Braccialetto o cavigliera antievasione, il governo più compassato della Repubblica potrebbe riuscire nell'impresa di sdoganare l'elettronica per svuotare le celle. Parla anche dell'istituzione «di una sorta di carta dei diritti e dei doveri di chi è in carcere», il neo Guardasigilli Paola Severino, alla sua prima audizione davanti alla commissione Giustizia del Senato. L'idea è quella di un decalogo «naturalmente da tradurre nelle varie lingue» e «da estendere ai familiari», con l'obiettivo di «alleviare le sofferenze dei detenuti». Ma quando si tocca il tasto dell'amnistia contro il sovraffollamento, su cui insistono da mesi i radicali di Pannella, l'avvocato prestato al governo plana dai piani alti dei principi alle boe della navigazione a vista.
«Ricordo a me stessa prima che agli altri - osserva il ministro che non è un provvedimento di iniziativa governativa, richiede iniziative parlamentari. Stiamo cercando di verificare se non vi siano altri mezzi deflattivi che abbiano maggiore portata stabilizzante del sistema carcerario».
Ed ecco aprirsi lo spiraglio per far entrare, nell'armamentario delle possibilità, uno strumento alternativo di cui si parla da anni. «Forse si potrebbe riuscire a varare un progetto per l'utilizzazione del 'braccialetto elettronico' più ampia di quanto sia avvenuto sino ad oggi». Paola Severino ha confermato che in Italia l'impiego di questo strumento, per cui va prestato «il consenso preventivo da parte dell'interessato», è stato «molto scarso in questi anni», rispetto al «grande successo» che ha registrato in altri Paesi d'Europa e negli Stati Uniti. «Ho già avuto una riunione con il ministro dell'Interno per capire il perché di questo fallimento - ha spiegato il Guardasigilli - e, di fronte a un problema tecnico che sembrava irrisolvibile, abbiamo unito le forze».

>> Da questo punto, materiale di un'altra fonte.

PR #11456, opened 2026-05-01
Improve eth/70 checks

flcl42:
## Changes

- Pass receipts in batches up to soft limit
- Allow last receipt to fill the packet up to hard limit
- Split it if it does not fit

- [x] Optimization
- [x] Refactoring
- [ ] Documentation update
- [ ] Build-related changes
- [ ] Other: _Description_

#### Requires testing

- [x] Yes
- [ ] No

- [x] Yes
- [ ] No

### DIFF
--- a/src/Nethermind/Nethermind.Core/Collections/IOwnedReadOnlyList.cs
+++ b/src/Nethermind/Nethermind.Core/Collections/IOwnedReadOnlyList.cs
@@ -48,6 +48,12 @@ public interface IOwnedReadOnlyList<T> : IReadOnlyList<T>, IDisposable
 
 public static class OwnedReadOnlyListExtensions
 {
+    public static IOwnedReadOnlyList<T> Slice<T>(this IOwnedReadOnlyList<T> list, int start, int count) =>
+        new SlicedOwnedReadOnlyList<T>(list, start, count);
+
+    public static IOwnedReadOnlyList<T> Slice<T>(this IOwnedReadOnlyList<T> list, int start) =>
+        new SlicedOwnedReadOnlyList<T>(list, start, list.Count - start);
+
     public static void DisposeRecursive<T>(this IOwnedReadOnlyList<T> list) where T : IDisposable
     {
         for (int i = 0; i < list.Count; i++)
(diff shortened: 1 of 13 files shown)


flcl42:
@claude review again

flcl42:
@claude review again

flcl42:
@claude review once more

benaadams (dismissed):

src/Nethermind/Nethermind.Core/Collections/IOwnedReadOnlyList.cs
```diff
@@ -57,4 +63,14 @@ public static void DisposeRecursive<T>(this IOwnedReadOnlyList<T> list) where T
 
         list.Dispose();
     }
+
+    private sealed class SlicedOwnedReadOnlyList<T>(IOwnedReadOnlyList<T> list, int start, int count)
```
LukaszRozmej, line 67: maybe this should be a struct? (then returned by it's type from Slice to avoid boxing)

LukaszRozmej (dismissed):
This code feels complicated, can it be simplified?

src/Nethermind/Nethermind.Core/Collections/IOwnedReadOnlyList.cs
```diff
@@ -57,4 +63,14 @@ public static void DisposeRecursive<T>(this IOwnedReadOnlyList<T> list) where T
...
+        : SlicedReadOnlyList<T>(list, start, count), IOwnedReadOnlyList<T>
+    {
+        public ReadOnlySpan<T> AsSpan() => ((IOwnedReadOnlyList<T>)_list).AsSpan().Slice(_start, Count);
+
+        public void Dispose()
```
benaadams, line 72: Should the dispose be calling parent?

benaadams: Otherwise just return the ReadOnlySpan?

flcl42:
@LukaszRozmej 

What part is the most disturbing? When this protocol was discussed what bothered me is that we could replace this gas accounting for incomplete receipts with receipt root proofs like we do for snap think, which seems simpler to me. But I guess you mean something different


@LukaszRozmej @benaadams 

We need IOwnedReadOnlyList in GetReceiptsMessage70 which we not only send but also receive and need to clean up after the usage. Span do not work for such case. Dispose is called on parent for sure.

benaadams:
> We need IOwnedReadOnlyList in GetReceiptsMessage70 which we not only send but also receive and need to clean up after the usage. Span do not work for such case. Dispose is called on parent for sure.

Shouldn't implement Dispose and make it empty then?

flcl42:
@benaadams but IOwnedReadOnlyList is IDisposable

LukaszRozmej:
@flcl42 `src/Nethermind/Nethermind.Network/P2P/Subprotocols/Eth/V70/Eth70ProtocolHandler.cs` all those calculations seem complicated, can they be simplified or better encapsulated?

LukaszRozmej:
@claude re-review

benaadams (approved):

benaadams:
@claude re-review

benaadams:
@claude re-review

LukaszRozmej (approved):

Ma, ha ricordato a tutti Paola Severino, la questione giustizia è complessa e il programma del governo Monti «è necessariamente scarnificato dai tempi che ha davanti: nella migliore delle ipotesi potrebbe durare poco più di un anno». Per il ministro è proprio questa la ragione per cui «sarebbe ambizioso e irrealizzabile porsi delle mete come la riforma del codice di procedura penale o del codice penale».
Una prima risposta, sia pure indiretta, è arrivata dall'ex premier Berlusconi. «Abbiamo intenzione di lavorare ancora sulla riforma della giustizia da qui fino alla fine della legislatura», ha ribadito. E il vice presidente del Csm, Michele Vietti, ha riproposto una «drastica depenalizzazione» dei reati. «Non è possibile che 200mila processi all'anno si prescrivano».
«Credo che soprattutto per un governo tecnico come il nostro ha sottolineato il ministro Severino - il confronto parlamentare sia più importante che per un governo di forma politica: non possiamo portare avanti alcun progetto senza un consenso parlamentare». Un esempio? «Siamo tutti d'accordo - ha precisato - nello snellire le circoscrizioni giudiziarie e ci sono già le premesse normative affinché ciò accada». Infine un messaggio ai suoi colleghi con la toga, sul piede di guerra: «Nessuno ha mai parlato di abolizione degli ordini professionali». Perché «liberalizzare non vuole dire consentire a chiunque di fare l'avvocato, ma liberare gli ostacoli eccessivi all'esercizio delle professioni».